(DATA RECORDS Opens)
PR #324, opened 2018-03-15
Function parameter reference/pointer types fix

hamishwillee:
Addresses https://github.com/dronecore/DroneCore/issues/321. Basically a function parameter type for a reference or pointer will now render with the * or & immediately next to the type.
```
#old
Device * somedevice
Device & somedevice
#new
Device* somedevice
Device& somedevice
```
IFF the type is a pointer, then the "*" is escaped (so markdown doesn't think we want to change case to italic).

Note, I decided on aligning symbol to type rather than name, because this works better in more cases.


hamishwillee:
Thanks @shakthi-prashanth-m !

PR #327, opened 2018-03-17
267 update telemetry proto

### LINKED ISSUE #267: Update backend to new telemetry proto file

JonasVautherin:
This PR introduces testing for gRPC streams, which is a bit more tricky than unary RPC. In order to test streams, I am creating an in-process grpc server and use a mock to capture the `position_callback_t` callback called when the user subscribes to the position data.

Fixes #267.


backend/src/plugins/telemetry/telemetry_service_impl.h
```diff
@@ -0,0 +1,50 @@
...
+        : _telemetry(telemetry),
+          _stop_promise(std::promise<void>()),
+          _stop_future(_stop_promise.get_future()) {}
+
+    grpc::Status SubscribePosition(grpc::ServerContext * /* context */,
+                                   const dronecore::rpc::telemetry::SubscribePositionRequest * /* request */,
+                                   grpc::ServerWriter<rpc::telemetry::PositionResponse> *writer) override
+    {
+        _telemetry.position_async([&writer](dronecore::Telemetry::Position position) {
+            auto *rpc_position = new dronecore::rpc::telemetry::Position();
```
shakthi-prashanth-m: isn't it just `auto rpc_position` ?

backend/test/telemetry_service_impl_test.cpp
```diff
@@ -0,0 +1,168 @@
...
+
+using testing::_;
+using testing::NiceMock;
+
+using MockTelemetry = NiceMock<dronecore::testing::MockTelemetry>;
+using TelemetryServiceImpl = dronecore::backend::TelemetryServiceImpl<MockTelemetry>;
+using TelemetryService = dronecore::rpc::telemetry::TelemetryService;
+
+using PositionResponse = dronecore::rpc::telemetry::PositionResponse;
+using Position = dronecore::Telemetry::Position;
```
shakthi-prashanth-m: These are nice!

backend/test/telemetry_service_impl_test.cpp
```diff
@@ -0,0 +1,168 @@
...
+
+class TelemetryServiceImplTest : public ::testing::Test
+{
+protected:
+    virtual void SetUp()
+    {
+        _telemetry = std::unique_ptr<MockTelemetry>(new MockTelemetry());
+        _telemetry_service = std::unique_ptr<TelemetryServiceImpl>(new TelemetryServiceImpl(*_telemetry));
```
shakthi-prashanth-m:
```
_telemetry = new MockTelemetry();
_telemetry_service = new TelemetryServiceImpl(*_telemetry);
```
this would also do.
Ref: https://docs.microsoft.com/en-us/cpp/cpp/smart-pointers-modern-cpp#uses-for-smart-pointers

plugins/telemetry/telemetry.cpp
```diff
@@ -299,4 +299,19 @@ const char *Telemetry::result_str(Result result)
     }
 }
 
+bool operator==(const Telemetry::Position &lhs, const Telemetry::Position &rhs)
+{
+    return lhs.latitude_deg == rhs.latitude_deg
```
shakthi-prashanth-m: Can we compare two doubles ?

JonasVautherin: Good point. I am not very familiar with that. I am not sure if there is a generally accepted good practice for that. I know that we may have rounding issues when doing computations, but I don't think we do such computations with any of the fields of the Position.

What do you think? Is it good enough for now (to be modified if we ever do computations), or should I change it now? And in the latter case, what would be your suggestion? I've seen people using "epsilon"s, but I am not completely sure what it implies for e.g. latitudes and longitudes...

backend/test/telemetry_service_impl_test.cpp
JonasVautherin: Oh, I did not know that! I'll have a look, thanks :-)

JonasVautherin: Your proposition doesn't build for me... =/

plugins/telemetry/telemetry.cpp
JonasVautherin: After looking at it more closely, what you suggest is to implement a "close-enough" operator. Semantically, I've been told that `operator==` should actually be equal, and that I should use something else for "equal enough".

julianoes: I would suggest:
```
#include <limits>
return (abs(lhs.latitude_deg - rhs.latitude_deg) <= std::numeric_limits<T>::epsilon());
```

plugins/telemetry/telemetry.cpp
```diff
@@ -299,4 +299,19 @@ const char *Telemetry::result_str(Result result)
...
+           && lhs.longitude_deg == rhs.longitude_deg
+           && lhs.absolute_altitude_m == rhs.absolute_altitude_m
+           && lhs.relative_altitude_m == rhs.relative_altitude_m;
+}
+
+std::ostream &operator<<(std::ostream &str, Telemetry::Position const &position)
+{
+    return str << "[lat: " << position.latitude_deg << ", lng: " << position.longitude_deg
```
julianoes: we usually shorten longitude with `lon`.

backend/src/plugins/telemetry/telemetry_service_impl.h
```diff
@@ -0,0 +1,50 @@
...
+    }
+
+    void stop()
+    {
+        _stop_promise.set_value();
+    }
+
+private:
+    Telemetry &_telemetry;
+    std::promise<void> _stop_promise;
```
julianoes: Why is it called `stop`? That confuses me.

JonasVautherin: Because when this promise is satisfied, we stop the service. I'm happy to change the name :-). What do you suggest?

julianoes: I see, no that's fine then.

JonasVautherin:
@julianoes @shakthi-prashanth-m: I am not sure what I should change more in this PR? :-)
(DATA RECORDS Closes)
DESCRIPTION OF THE TASK » All records are to be restated exactly, from the first line to the last line.

TASK RESULT »
PR #324, opened 2018-03-15
Function parameter reference/pointer types fix

hamishwillee:
Addresses https://github.com/dronecore/DroneCore/issues/321. Basically a function parameter type for a reference or pointer will now render with the * or & immediately next to the type.
```
#old
Device * somedevice
Device & somedevice
#new
Device* somedevice
Device& somedevice
```
IFF the type is a pointer, then the "*" is escaped (so markdown doesn't think we want to change case to italic).

Note, I decided on aligning symbol to type rather than name, because this works better in more cases.


hamishwillee:
Thanks @shakthi-prashanth-m !

PR #327, opened 2018-03-17
267 update telemetry proto

### LINKED ISSUE #267: Update backend to new telemetry proto file

JonasVautherin:
This PR introduces testing for gRPC streams, which is a bit more tricky than unary RPC. In order to test streams, I am creating an in-process grpc server and use a mock to capture the `position_callback_t` callback called when the user subscribes to the position data.

Fixes #267.


backend/src/plugins/telemetry/telemetry_service_impl.h
```diff
@@ -0,0 +1,50 @@
...
+        : _telemetry(telemetry),
+          _stop_promise(std::promise<void>()),
+          _stop_future(_stop_promise.get_future()) {}
+
+    grpc::Status SubscribePosition(grpc::ServerContext * /* context */,
+                                   const dronecore::rpc::telemetry::SubscribePositionRequest * /* request */,
+                                   grpc::ServerWriter<rpc::telemetry::PositionResponse> *writer) override
+    {
+        _telemetry.position_async([&writer](dronecore::Telemetry::Position position) {
+            auto *rpc_position = new dronecore::rpc::telemetry::Position();
```
shakthi-prashanth-m: isn't it just `auto rpc_position` ?

backend/test/telemetry_service_impl_test.cpp
```diff
@@ -0,0 +1,168 @@
...
+
+using testing::_;
+using testing::NiceMock;
+
+using MockTelemetry = NiceMock<dronecore::testing::MockTelemetry>;
+using TelemetryServiceImpl = dronecore::backend::TelemetryServiceImpl<MockTelemetry>;
+using TelemetryService = dronecore::rpc::telemetry::TelemetryService;
+
+using PositionResponse = dronecore::rpc::telemetry::PositionResponse;
+using Position = dronecore::Telemetry::Position;
```
shakthi-prashanth-m: These are nice!

backend/test/telemetry_service_impl_test.cpp
```diff
@@ -0,0 +1,168 @@
...
+
+class TelemetryServiceImplTest : public ::testing::Test
+{
+protected:
+    virtual void SetUp()
+    {
+        _telemetry = std::unique_ptr<MockTelemetry>(new MockTelemetry());
+        _telemetry_service = std::unique_ptr<TelemetryServiceImpl>(new TelemetryServiceImpl(*_telemetry));
```
shakthi-prashanth-m:
```
_telemetry = new MockTelemetry();
_telemetry_service = new TelemetryServiceImpl(*_telemetry);
```
this would also do.
Ref: https://docs.microsoft.com/en-us/cpp/cpp/smart-pointers-modern-cpp#uses-for-smart-pointers

plugins/telemetry/telemetry.cpp
```diff
@@ -299,4 +299,19 @@ const char *Telemetry::result_str(Result result)
     }
 }
 
+bool operator==(const Telemetry::Position &lhs, const Telemetry::Position &rhs)
+{
+    return lhs.latitude_deg == rhs.latitude_deg
```
shakthi-prashanth-m: Can we compare two doubles ?

JonasVautherin: Good point. I am not very familiar with that. I am not sure if there is a generally accepted good practice for that. I know that we may have rounding issues when doing computations, but I don't think we do such computations with any of the fields of the Position.

What do you think? Is it good enough for now (to be modified if we ever do computations), or should I change it now? And in the latter case, what would be your suggestion? I've seen people using "epsilon"s, but I am not completely sure what it implies for e.g. latitudes and longitudes...

backend/test/telemetry_service_impl_test.cpp
JonasVautherin: Oh, I did not know that! I'll have a look, thanks :-)

JonasVautherin: Your proposition doesn't build for me... =/

plugins/telemetry/telemetry.cpp
JonasVautherin: After looking at it more closely, what you suggest is to implement a "close-enough" operator. Semantically, I've been told that `operator==` should actually be equal, and that I should use something else for "equal enough".

julianoes: I would suggest:
```
#include <limits>
return (abs(lhs.latitude_deg - rhs.latitude_deg) <= std::numeric_limits<T>::epsilon());
```

plugins/telemetry/telemetry.cpp
```diff
@@ -299,4 +299,19 @@ const char *Telemetry::result_str(Result result)
...
+           && lhs.longitude_deg == rhs.longitude_deg
+           && lhs.absolute_altitude_m == rhs.absolute_altitude_m
+           && lhs.relative_altitude_m == rhs.relative_altitude_m;
+}
+
+std::ostream &operator<<(std::ostream &str, Telemetry::Position const &position)
+{
+    return str << "[lat: " << position.latitude_deg << ", lng: " << position.longitude_deg
```
julianoes: we usually shorten longitude with `lon`.

backend/src/plugins/telemetry/telemetry_service_impl.h
```diff
@@ -0,0 +1,50 @@
...
+    }
+
+    void stop()
+    {
+        _stop_promise.set_value();
+    }
+
+private:
+    Telemetry &_telemetry;
+    std::promise<void> _stop_promise;
```
julianoes: Why is it called `stop`? That confuses me.

JonasVautherin: Because when this promise is satisfied, we stop the service. I'm happy to change the name :-). What do you suggest?

julianoes: I see, no that's fine then.

JonasVautherin:
@julianoes @shakthi-prashanth-m: I am not sure what I should change more in this PR? :-)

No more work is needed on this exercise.